29. Being nice to my parents
I'm not even nice to my parents and I've known them for decades. Stop being a dumb suck-up mulebag. My parents are trash. If you're nice to them, it only shows how fake and shallow you are. One time I introduced a girl to my parents and the first thing she said was, "Wow, I didn't expect Alexander's mom to be so fat and disgusting. And you, dad, you look like a shitstain on my pants after your son got done railing me in the throat." I was so turned on, I fucked all three of them in the coat closet.
31. Being one-faced
The more bi-polar you are, and the more personalities you have. And the more personalities you have, the longer it will take us to get bored of each one of you. The more schitzo, the less bored I'll be after dating you for three days.

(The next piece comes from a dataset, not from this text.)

PR #62916, opened 2025-09-10
[BugFix] Gracefully Shutdown Compute Node on Exit

### LINKED ISSUE #62915: Compute Node does not gracefully exit and deregister from FE Node on shutdown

31. Scratching itches Itches are caused by bacteria. Nobody wants to have sex with something ridden with bacteria. Not only is scratching disgusting, but it's also a sign of having no self restraint. What is wrong with these girls? |
33. Eating
Girls eating looks and sounds gross.
34. Breathing
Smelly, repulsive, sickening. Especially out your nose. If I'm sleeping with a girl and I can hear her breath, I go out and find a bum and let him sleep between us so his raspy snoars drown out the girl's pathetic nose wheezing.
35. Sleeping
A sleeping girl is the most boring thing on the planet. I'd rather date a piece of fossilized dinosaur snot than wake up to a sleeping girl next to me. When I wake, I want my homework done, taxes filed, meals cooked, bong loaded with clean water, and a fresh array of condoms layed out for me in case I decide to get a morning prostitute. And I also want all the pets we own to be filleted and stacked neatly in the basement freezer. That's what I want, and that's what every guy wants. Stop being so lazy and unattractive and get on the ball.